The cast iron has the above composition (the remaining composition is a CV graphite structure). The lifespan of conventional molds is 136 to 151 times, but in both cases deformation during use becomes large, which hinders the work of removing the steel ingot and requires rework to correct the deformation of the mold. Ta.

On the other hand, in the example of the present invention, the total amount of Mg+yLEM is 0.030
% or less, and cast iron having a composition having a precipitation ratio of spheroidal graphite structure of 40% or less (the remaining 60% or more is Cv graphite) is used. In the example of the present invention, the life cycle is 130~
137, which was inferior to the conventional example, and there was little mold deformation during use, so there was no need for modification.

Next, we investigated the impact of crazing on the inner wall surface that occurs during use of the mold, the repair of the mold when the inner wall of the mold falls off, or the mold is deformed, on the lifespan and cost of the mold. The results shown in Table 3 were obtained.

The molds that satisfy the conditions of the present invention are inferior to the conventional molds with a spheroidal graphite composition of 60% or more in terms of life, and the molds of the present invention are inferior to the conventional molds in terms of peeling resistance (resistance to falling off of mold walls). Inferior. However, the mold deformation rate of the present invention is better, and regarding the mold deformation site, the present invention is better in that it does not require modification, but the conventional example has a spheroidal graphite structure of 60% or more. In this case, it is necessary to modify the grinding process using a grinder, and furthermore, the workability of extracting the steel ingot is poor and a considerable amount of time and effort is required.

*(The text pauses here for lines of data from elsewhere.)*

PR #391, opened 2022-11-17
DA w/Refund Edge Case Patch

ryley-o:
This updates the DA w/Refund branch (currently in PR form) to more smoothly handle an edge case where artist reduces max invocations to current invocations on core contract mid-auction.


ryley-o:
closing this after some discussion w/ @jakerockland - we like the existing behavior of forcing an auction to go to base price if an artist were to reduce maxInvocations mid-auction, since that is fairly suspicious behavior for an artist.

As a result of considering these factors, if the repair cost of a mold with 100% flaky graphite structure (regular cast iron g & mold) is set as 100, it is possible to reduce the cost by 20 to 30% in the example of the present invention, and when extracting the steel ingot. I found out that this work can be done efficiently.

〔Effect of the invention〕

By setting the Ti and Si amounts in the cast iron material used in the mold for steel ingots within the range of the present invention, it is possible to suppress the occurrence of cracks in the mold for steel ingots, and improve the quality of the mold. It was possible to extend the number of uses, that is, the lifespan.

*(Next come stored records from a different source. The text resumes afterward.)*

PR #395, opened 2022-11-19
Initial dependency registry

yoshiwarab:
Initial implementation of a DependencyRegistry contract to store dependency details (potentially including dependency code) for projects on GenArt721Core contracts.


contracts/DependencyRegistryV0.sol
```diff
@@ -0,0 +1,661 @@
...
+
+    uint8 constant AT_CHARACTER_CODE = uint8(bytes1("@")); // 0x40
+
+    /// admin ACL contract
+    IAdminACLV0 public adminACLContract;
+
+    event ProjectDependencyOverrideAdded(
+        address indexed _coreContractAddress,
+        uint256 indexed _projectId,
+        bytes32 _dependencyTypeId
```
yoshiwarab, line 36: @jakerockland @ryley-o Do you think it makes sense to always emit the dependencyType as a string instead of bytes?

contracts/DependencyRegistryV0.sol
```diff
@@ -0,0 +1,661 @@
...
+
+    function removeDependencyTypeAdditionalCDNAtIndex(
+        bytes32 _dependencyTypeId,
+        uint256 _index
+    )
+        external
+        onlyAdminACL(this.removeDependencyTypeAdditionalCDNAtIndex.selector)
+        onlyExistingDependencyType(_dependencyTypeId)
+    {
+        uint24 additionalCDNCount = dependencyTypeInfo[_dependencyTypeId]
```
yoshiwarab, line 398: Following a similar pattern to the flex contract here so that we never have a sparse "array". I don't think order should ever matter here.

contracts/DependencyRegistryV0.sol
```diff
@@ -0,0 +1,661 @@
...
+        bytes32 _dependencyTypeId,
+        uint256 _index
+    )
+        external
+        onlyAdminACL(
+            this.removeDependencyTypeAdditionalRepositoryAtIndex.selector
+        )
+        onlyExistingDependencyType(_dependencyTypeId)
+    {
+        uint24 additionalRepositoryCount = dependencyTypeInfo[_dependencyTypeId]
```
yoshiwarab, line 476: Following a similar pattern to the flex contract here so that we never have a sparse "array". I don't think order should ever matter here.

contracts/DependencyRegistryV0.sol
jakerockland: @yoshiwarab I would say so ser–I think that would be a bit more idiomatic, WDYT @ryley-o ?

contracts/DependencyRegistryV0.sol
```diff
@@ -0,0 +1,661 @@
...
+ * Permissions managed by ACL contract
+ */
+contract DependencyRegistryV0 is Ownable {
+    using BytecodeStorage for string;
+    using BytecodeStorage for address;
+    using Bytes32Strings for bytes32;
+    using Strings for uint256;
+    using EnumerableSet for EnumerableSet.Bytes32Set;
+
+    uint8 constant AT_CHARACTER_CODE = uint8(bytes1("@")); // 0x40
```
jakerockland, line 28: Nit: could we just call this `AT_CHARACTER`?

contracts/DependencyRegistryV0.sol
```diff
@@ -0,0 +1,661 @@
...
+
+    struct DependencyType {
+        string preferredCDN;
+        mapping(uint256 => string) additionalCDNs;
+        uint24 additionalCDNCount;
+        string preferredRepository;
+        mapping(uint256 => string) additionalRepositories;
+        uint24 additionalRepositoryCount;
+        string projectWebsite;
+        uint24 scriptCount;
```
jakerockland, line 100: We should consider packing our struct here with all `uint24`s at the end.

contracts/DependencyRegistryV0.sol
```diff
@@ -0,0 +1,661 @@
...
+    event DependencyTypeScriptUpdated(bytes32 indexed _dependencyTypeId);
+
+    struct DependencyType {
+        string preferredCDN;
+        mapping(uint256 => string) additionalCDNs;
+        uint24 additionalCDNCount;
+        string preferredRepository;
+        mapping(uint256 => string) additionalRepositories;
+        uint24 additionalRepositoryCount;
+        string projectWebsite;
```
jakerockland, line 99: Nit: can we rename this "dependencyProjectWebsite" or something to that effect?

contracts/DependencyRegistryV0.sol
```diff
@@ -0,0 +1,661 @@
...
+        uint24 scriptCount;
+        // mapping from script index to address storing script in bytecode
+        mapping(uint256 => address) scriptBytecodeAddresses;
```
jakerockland, line 102: Should we also include a `scriptBytecodeAddressCount` type variable here?

contracts/DependencyRegistryV0.sol
```diff
@@ -0,0 +1,661 @@
...
+        delete dependencyTypeInfo[_dependencyTypeId];
+
+        emit DependencyTypeRemoved(_dependencyTypeId);
+    }
+
+    /**
+     * @notice Returns a list of registered depenency types.
+     * @return List of registered depenency types.
+     */
+    function getRegisteredDependencyTypes()
```
jakerockland, line 206: I think we should probably make this a "get at index" type of method, to avoid issues with string becoming too big to return.

jakerockland (commented):
Great work @yoshiwarab 🙌 

I did an initial pass here @yoshiwarab but didn't have as much time as I would like to today – going to do an additional pass tomorrow ser and add follow on comments / thoughts 🙏 😄

contracts/DependencyRegistryV0.sol
```diff
@@ -0,0 +1,751 @@
...
+     * @param _dependencyTypeId Dependency type to be updated.
+     * @param _preferredCDN URL for preferred CDN.
+     */
+    function updateDependencyTypePreferredCDN(
+        bytes32 _dependencyTypeId,
+        string memory _preferredCDN
+    )
+        external
+        onlyAdminACL(this.updateDependencyTypePreferredCDN.selector)
+        onlyNonEmptyString(_preferredCDN)
```
ryley-o, line 336: needs `onlyExistingDependencyType` modifier

contracts/DependencyRegistryV0.sol
```diff
@@ -0,0 +1,751 @@
...
+     * @param _dependencyTypeId Dependency type to be updated.
+     * @param _preferredRepository URL for preferred repository.
+     */
+    function updateDependencyTypePreferredRepository(
+        bytes32 _dependencyTypeId,
+        string memory _preferredRepository
+    )
+        external
+        onlyAdminACL(this.updateDependencyTypePreferredRepository.selector)
+        onlyNonEmptyString(_preferredRepository)
```
ryley-o, line 354: needs `onlyExistingDependencyType` modifier

contracts/DependencyRegistryV0.sol
```diff
@@ -0,0 +1,751 @@
...
+
+    /**
+     * @notice Updates project website for dependency type `_dependencyTypeId`.
+     * @param _dependencyTypeId Dependency type to be updated.
+     * @param _projectWebsite URL for project website.
+     */
+    function updateDependencyTypeProjectWebsite(
+        bytes32 _dependencyTypeId,
+        string memory _projectWebsite
+    ) external onlyAdminACL(this.updateDependencyTypeProjectWebsite.selector) {
```
ryley-o, line 372: needs `onlyExistingDependencyType` modifier.
are we okay having an empty string as input here?

contracts/DependencyRegistryV0.sol
```diff
@@ -0,0 +1,751 @@
...
+     * @param _additionalCDN CDN URL to be added. Required to be a non-empty string,
+     * but no further validation is performed.
+     */
+    function addDependencyTypeAdditionalCDN(
+        bytes32 _dependencyTypeId,
+        string memory _additionalCDN
+    )
+        external
+        onlyAdminACL(this.addDependencyTypeAdditionalCDN.selector)
+        onlyNonEmptyString(_additionalCDN)
```
ryley-o, line 393: needs `onlyExistingDependencyType` modifier

contracts/DependencyRegistryV0.sol
```diff
@@ -0,0 +1,751 @@
...
+    {
+        uint24 additionalCDNCount = dependencyTypeInfo[_dependencyTypeId]
```
ryley-o, line 395: nit: might benefit from loading `dependencyTypeInfo[_dependencyTypeId]` to a storage pointer here

contracts/DependencyRegistryV0.sol
ryley-o: ++ to following that pattern.
nit - I think would be better & more efficient to do all math with uint256, then cast as uint24 in operation
```
--- at top of contract
using SafeCast for uint24;
--- below
dependencyTypeInfo[_dependencyTypeId]
            .additionalCDNCount = uint24(lastElementIndex);
``` 
(also, since this only decrements uint24, would be fine to not even use the SafeCast library)

contracts/DependencyRegistryV0.sol
```diff
@@ -0,0 +1,751 @@
...
+     * @param _index Additional CDN index.
+     * @param _additionalCDN New CDN URL.
+     */
+    function updateDependencyTypeAdditionalCDNAtIndex(
+        bytes32 _dependencyTypeId,
+        uint256 _index,
+        string memory _additionalCDN
+    )
+        external
+        onlyAdminACL(this.updateDependencyTypeAdditionalCDNAtIndex.selector)
```
ryley-o, line 459: should we also have a no empty string here?

contracts/DependencyRegistryV0.sol
```diff
@@ -0,0 +1,751 @@
...
+    {
+        uint24 additionalCDNCount = dependencyTypeInfo[_dependencyTypeId]
+            .additionalCDNCount;
+        require(_index < additionalCDNCount, "Asset index out of range");
+
+        dependencyTypeInfo[_dependencyTypeId].additionalCDNs[
+            _index
+        ] = _additionalCDN;
+
```
ryley-o, line 468: I think need to increment `dependencyTypeInfo[_dependencyTypeId].additionalCDNCount`?

contracts/DependencyRegistryV0.sol
```diff
@@ -0,0 +1,751 @@
...
+     * @param _additionalRepository Repository URL to be added. Required to be a non-empty string,
+     * but no further validation is performed.
+     */
+    function addDependencyTypeAdditionalRepository(
+        bytes32 _dependencyTypeId,
+        string memory _additionalRepository
+    )
+        external
+        onlyAdminACL(this.addDependencyTypeAdditionalRepository.selector)
+        onlyNonEmptyString(_additionalRepository)
```
ryley-o, line 488: needs `onlyExistingDependencyType` modifier.

contracts/DependencyRegistryV0.sol
```diff
@@ -0,0 +1,751 @@
...
+     */
+    function updateDependencyTypeAdditionalRepositoryAtIndex(
+        bytes32 _dependencyTypeId,
+        uint256 _index,
+        string memory _additionalRepository
+    )
+        external
+        onlyAdminACL(
+            this.updateDependencyTypeAdditionalRepositoryAtIndex.selector
+        )
```
ryley-o, line 561: maybe a no empty string modifier?

contracts/DependencyRegistryV0.sol
```diff
@@ -0,0 +1,751 @@
...
+     * @return additionalCDNCount Count of additional CDN URLs for dependency type
+     * @return preferredRepository Preferred repository URL for dependency type
+     * @return additionalRepositoryCount Count of additional repository URLs for dependency type
+     * @return projectWebsite Project website URL for dependency type
+     * @return availableOnChain Whether dependency type is available on chain
+     * @return scriptCount Count of on-chain scripts for dependency type
+     */
+    function dependencyTypeDetails(bytes32 _dependencyTypeId)
+        external
+        view
```
ryley-o, line 593: needs `onlyExistingDependencyType` modifier.

contracts/DependencyRegistryV0.sol
```diff
@@ -0,0 +1,751 @@
...
+        returns (
+            string memory typeAndVersion,
```
ryley-o, line 595: do you think we should return this, if it is just the string version of what the user is already sending as calldata?

contracts/DependencyRegistryV0.sol
```diff
@@ -0,0 +1,751 @@
...
+     */
+    function addProjectDependencyOverride(
+        address _contractAddress,
+        uint256 _projectId,
+        bytes32 _dependencyTypeId
+    ) external onlyAdminACL(this.addProjectDependencyOverride.selector) {
+        require(
+            _dependencyTypes.contains(_dependencyTypeId),
+            "Dependency type is not registered"
+        );
```
ryley-o, line 638: Can this be replaced by `onlyExistingDependencyType` modifier?

contracts/DependencyRegistryV0.sol
```diff
@@ -0,0 +1,751 @@
...
+     * @notice Removes the script type and version override for a given 
+     * project (`projectId`) on a given core contract (`_contractAddress`).
+     * @param _contractAddress Core contract address.
+     * @param _projectId Project to remove override for.
+     */
+    function removeProjectDependencyOverride(
+        address _contractAddress,
+        uint256 _projectId
+    ) external onlyAdminACL(this.addProjectDependencyOverride.selector) {
+        delete projectDependencyOverrides[_contractAddress][_projectId];
```
ryley-o, line 660: input validation to ensure that the override exists would be good here

contracts/interfaces/0.8.x/IGenArtDependencyConsumer.sol
```diff
@@ -0,0 +1,30 @@
+// SPDX-License-Identifier: LGPL-3.0-only
+// Created By: Art Blocks Inc.
+
+pragma solidity ^0.8.0;
+
+/**
+ * @notice Interface for Art Blocks contracts that expose script details
+ */
+interface IGenArtDependencyConsumer {
```
ryley-o, line 9: Oops, probably would have been smart if these functions were included in the `IGenArt721CoreContractV3`.

To ensure future derivatives of the V3 core contract remain compatible with this registry, WDYT about just adding these functions to `IGenArt721CoreContractV3.sol`, and avoiding this new interface file altogether?

contracts/DependencyRegistryV0.sol
```diff
@@ -0,0 +1,751 @@
...
+        }
+
+        try
+            IGenArtDependencyConsumer(_contractAddress).projectScriptDetails(
+                _projectId
+            )
+        returns (string memory scriptTypeAndVersion, string memory, uint256) {
+            return scriptTypeAndVersion;
+        } catch {
+            return "";
```
ryley-o, line 695: should we potentially revert when encountering this case?

contracts/DependencyRegistryV0.sol
```diff
@@ -0,0 +1,751 @@
...
+        uint24 additionalRepositoryCount;
+        string projectWebsite;
+        uint24 scriptCount;
+        // mapping from script index to address storing script in bytecode
+        mapping(uint256 => address) scriptBytecodeAddresses;
+    }
+
+    EnumerableSet.Bytes32Set private _dependencyTypes;
+    mapping(bytes32 => DependencyType) dependencyTypeInfo;
+    mapping(address => mapping(uint256 => bytes32)) projectDependencyOverrides;
```
ryley-o, line 107: WDYT about a dependency-registry level, admin-configurable, enumerable set of supported core contract `address`es? That would restrict us to, for example, only define overrides for our flagship core contracts. Would that be a good thing?

ryley-o (commented):
This looks great! A few comments and thoughts noted, I'll do another review pass after this round of discussions/edits 🙏

contracts/DependencyRegistryV0.sol
yoshiwarab: Good question, I could imagine a website goes down so it's no longer relevant but here's nothing new to point at

contracts/DependencyRegistryV0.sol
jakerockland: AH–yeah let's use consistency here. That is my bad :) 

> If we wanted to shove the whole "verify a single @" logic in an expanded version of the existing library being used, that might be a good pattern since we might use this across many contracts in the future.


@ryley-o sorry what library do you mean here?

contracts/DependencyRegistryV0.sol
jakerockland: Ahhh–yeah I overlooked, SY ser.

contracts/DependencyRegistryV0.sol
jakerockland: Quite like this idea a lot–this makes sense to me.

contracts/DependencyRegistryV0.sol
ryley-o: >@ryley-o sorry what library do you mean here?

@jakerockland We already use a AB-created Bytes32Strings library to call the `containsExactCharacterQty` function, so was thinking we could add a function to that library called `containsExactlyOneAtCharacter` or something. Makes the library less generalized, but if we are doing this across multiple contracts, might be helpful/cleaner.

jakerockland: Ah I see–I think that is an overly specific thing to add to a generalized `Bytes32Strings` library personally. 

Having a specific constant exist across multiple contracts I think is a bit more idiomatic, easy to follow than pushing that into an otherwise generalized library.

contracts/DependencyRegistryV0.sol
jakerockland: I like that :)

contracts/DependencyRegistryV0.sol
```diff
@@ -0,0 +1,751 @@
...
+        external
+        onlyAdminACL(this.removeDependencyType.selector)
+    {
+        require(
+            _dependencyTypes.contains(_dependencyTypeId),
+            "Dependency type does not exist"
+        );
+
+        _dependencyTypes.remove(_dependencyTypeId);
+        delete dependencyTypeInfo[_dependencyTypeId];
```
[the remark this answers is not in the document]
jakerockland: > I think we should probably just require additionalCDNCount, additionalRepositoryCount, and scriptCount to all be zero when this function is called, which would ensure we have no stale values in the mappings.

This approach SGTM, given that removal of dependency types should be a generally infrequent occurrence and, as such, it being a somewhat manual process (multiple contract calls) seems reasonable to me.

contracts/DependencyRegistryV0.sol
jakerockland: > are we okay having an empty string as input here?

Yeah to @yoshiwarab's point I think allowing empty string probably makes sense, but worth clarifying that this is intentional in the doc comment for this method.

contracts/DependencyRegistryV0.sol
jakerockland: Yeah that makes sense to me.

contracts/DependencyRegistryV0.sol
jakerockland: In this case agree re: no-empty-string modifier.

contracts/DependencyRegistryV0.sol
jakerockland: It seems most idiomatic to include it in response to allow for response being display-able without client (e.g. imagine a "registry explorer" client app) needing to combine back together the call data and the response client-side.

contracts/DependencyRegistryV0.sol
jakerockland: ++

contracts/DependencyRegistryV0.sol
jakerockland: ++; also this would be good place to add a modifier check against valid contract address being specified.

contracts/DependencyRegistryV0.sol
jakerockland: Yeah I think reverting with an unknown-contract-project pairing type message here makes sense.

Also, having a specific admin-defined set of supported contracts would be useful from the perspective of being able to throw a more idiomatic error message in this method in the case where contract is unknown vs. where e.g. an override is not specified vs. where contract is not "new enough" (not V3+).

jakerockland (commented):
Ok finished doing my review pass from yesterday that I had started 😄  

Generally LGTM–please re-ping me for another review once you've had a chance to do a pass of updates over things here @yoshiwarab and potentially added tests (or happy to do another review pass both before and after tests are added). 

🙏 🍻

contracts/DependencyRegistryV0.sol
ryley-o: sounds good, resolving this one 🥳

contracts/DependencyRegistryV0.sol
ryley-o: nvm - this is an update, not add - resolving

contracts/DependencyRegistryV0.sol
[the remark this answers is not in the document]
yoshiwarab: Any reason to not clear things in this function vs forcing it to be done manually?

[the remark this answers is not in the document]
ryley-o: I think clearing here would be fine, since we wouldn't expect to hit the gas limit. Since the operation is likely rare, keeping on-chain code simple would be the only reason to not do that in this function. A judgement call for sure!

contracts/DependencyRegistryV0.sol
```diff
@@ -0,0 +1,751 @@
...
+        DependencyType storage dependencyType = dependencyTypeInfo[
+            _dependencyTypeId
+        ];
+        // store script in contract bytecode
+        dependencyType.scriptBytecodeAddresses[
+            dependencyType.scriptCount
+        ] = _script.writeToBytecode();
+        dependencyType.scriptCount = dependencyType.scriptCount + 1;
+
+        emit DependencyTypeScriptUpdated(_dependencyTypeId);
```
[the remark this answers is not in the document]
yoshiwarab: Was planning on handling this similar to project scripts currently and just refresh the whole script whenever anything gets updated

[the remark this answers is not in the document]
ryley-o: that sounds good, resolving 🎉

contracts/DependencyRegistryV0.sol
yoshiwarab: Okay, going to leave as is for simplicity plus the ability to set _dependencyTypeId as an indexed event parameter.

contracts/interfaces/0.8.x/IGenArtDependencyConsumer.sol
yoshiwarab: Sounds good!

yoshiwarab:
@jakerockland this is ready for another round of review whenever you get the chance!

contracts/DependencyRegistryV0.sol
```diff
@@ -0,0 +1,919 @@
...
+import "@openzeppelin-4.5/contracts/utils/math/SafeCast.sol";
+
+import "./libs/0.8.x/BytecodeStorage.sol";
+import "./libs/0.8.x/Bytes32Strings.sol";
+
+/**
+ * @title Art Blocks Dependency Registry, V0.
+ * @author Art Blocks Inc.
+ * @notice Privileged Roles and Ownership:
+ * Permissions managed by ACL contract
```
jakerockland, line 23: @yoshiwarab Given that we do not typically use the proxy upgradable pattern at Art Blocks, I think it is worth expanding on the "why" aspect of why we've implemented this contract to allow for upgrades, based on our prior internal conversation on the topic.

jakerockland: In doing so–this is also probably a place to call out that if/when we ever do call `renounceOwnership` (which we could do if no longer maintaining the registry, and instead intending to "freeze" it at a fixed period in time) that this becomes a frozen immutable registry, as no upgrades can be performed.

jakerockland (approved):
This is fantastic @yoshiwarab – really excited with how much progress we've made against this; we are further along than I had realized and excited to be in a place of being ready to ship this quite soon!! 😱 💯 💜

contracts/DependencyRegistryV0.sol
jakerockland: Another related thought: we may want to consider testing an upgrade on testnet before deploying to mainnet.

jakerockland (approved):

contracts/interfaces/0.8.x/IDependencyRegistryV0.sol
```diff
@@ -0,0 +1,66 @@
+pragma solidity ^0.8.17;
+
+interface IDependencyRegistryV0 {
```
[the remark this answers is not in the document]
yoshiwarab: SGTM!

contracts/interfaces/0.8.x/IGenArt721CoreContractV3.sol
```diff
@@ -58,6 +58,12 @@ interface IGenArt721CoreContractV3 is IManifold {
     // backwards-compatible (pre-V3) admin - equal to owner()
     function admin() external view returns (address);
 
+    /// Dependency registry managed by Art Blocks
```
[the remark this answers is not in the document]
yoshiwarab: I actually did have this as a separate interface before but @ryley-o suggested adding it here instead. That makes sense to me though.

@ryley-o please let me know if you feel strongly about having it here instead!

contracts/interfaces/0.8.x/IDependencyRegistryV0.sol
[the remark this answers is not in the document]
yoshiwarab: @jakerockland I added only what will be used in the subgraph + what I felt was most core to the functionality but please let me know if you think I should add anything else!

contracts/DependencyRegistryV0.sol
yoshiwarab: @jakerockland, updated the comment here but can't remember exactly what we discussed internally about upgradeability so left it pretty generic. Let me know if you'd like me to add anything else1

contracts/DependencyRegistryV0.sol
```diff
@@ -0,0 +1,926 @@
...
+     * @dev ref: https://docs.openzeppelin.com/contracts/4.x/api/access#Ownable
+     * @dev owner role was called `admin` prior to V3 core contract
+     */
+    function owner()
+        public
+        view
+        override(OwnableUpgradeable)
+        returns (address)
+    {
+        if (address(adminACLContract) == address(0)) {
```
yoshiwarab, line 907: @jakerockland let me know if this behavior seems right to you

contracts/interfaces/0.8.x/IGenArt721CoreContractV3.sol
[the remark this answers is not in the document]
jakerockland: Ah interesting – do you know what more of the context was around not having it as an interface? From my perspective seems useful given that we can readily use this across not just our flagship core contracts but the Engine ecosystem more broadly as well.

contracts/DependencyRegistryV0.sol
```diff
@@ -0,0 +1,919 @@
...
+     * @dev ref: https://docs.openzeppelin.com/contracts/4.x/api/access#Ownable
+     * @dev owner role was called `admin` prior to V3 core contract
+     */
+    function owner()
+        public
+        view
+        override(OwnableUpgradeable)
+        returns (address)
+    {
+        return OwnableUpgradeable.owner();
```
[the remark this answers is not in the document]
jakerockland: We chatted offline and decided to remove this suggestion.

contracts/interfaces/0.8.x/IDependencyRegistryV0.sol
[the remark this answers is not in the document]
jakerockland: Roger that–makes sense to me, let's double click on this in our 1:1 sync and then can close out.

contracts/DependencyRegistryV0.sol
```diff
@@ -0,0 +1,923 @@
...
+/**
+ * @title Art Blocks Dependency Registry, V0.
+ * @author Art Blocks Inc.
+ * @notice Privileged Roles and Ownership:
+ * Permissions managed by ACL contract. If/when we ever call
+ * renounceOwnership() this will becom a frozen, immutable registry
+ * as no upgrades will be possible.
+ * This contract has been made upgradeable as we expect
+ * its required functionality in relation to the Art Blocks ecosystem
+ * to evolve over time.
```
jakerockland, line 28: Would add onto this sentence at the beginning: "This contract is intended to be an auxiliary reference registry to our non-upgradeable and immutable ERC-721 conforming core contracts, and has been made upgradeable..."

contracts/DependencyRegistryV0.sol
jakerockland: Added one suggestion here but otherwise LGTM! https://github.com/ArtBlocks/artblocks-contracts/pull/395/files#r1054630021

Thank you ser.

contracts/interfaces/0.8.x/IDependencyRegistryV0.sol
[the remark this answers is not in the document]
jakerockland: Chatted in our sync, we should just trim this down to what is needed by the subgraph.

jakerockland:
> Another related thought: we may want to consider testing an upgrade on testnet before deploying to mainnet.

Regarding this though–I don't think we need to block this PR on this, just something we should do pre-mainnet.

jakerockland (approved):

In addition, the value of Mg4-REM ii in cast iron is 0.015~
By setting the precipitation ratio of spheroidal graphite structure in C■ graphite cast iron to 40% or more as 0.030%, it was possible to reduce the mold cost by reducing mold corrections due to wall fall-off in the deformed area. .

[Brief explanation of drawings]

Figure 1 is a graph showing the frequency of cracking in the mold with respect to changes in Si+'rikt, Figure 2 is a schematic side view showing cracks and falling off of the mold for steel ingots, and Figure 3 is the deformation and shape of the mold. FIG. 1... Cracking, 2... Falling off of the inner wall of the mold, 3... Deformation of the mold.

Claims (1)

[Claims] C: 3.50 to 4.20% by weight Si: 1.20 to 1.60% by weight Ti: 0.020 to 0.080% by weight One or more selected from Mg and REM Element: 0.0
A mold for a steel ingot having excellent heat resistance, characterized in that it is made of compact vermicular graphite cast iron having a content of 15 to 0.030% by weight and a precipitation ratio of nodular graphite of 40% or less.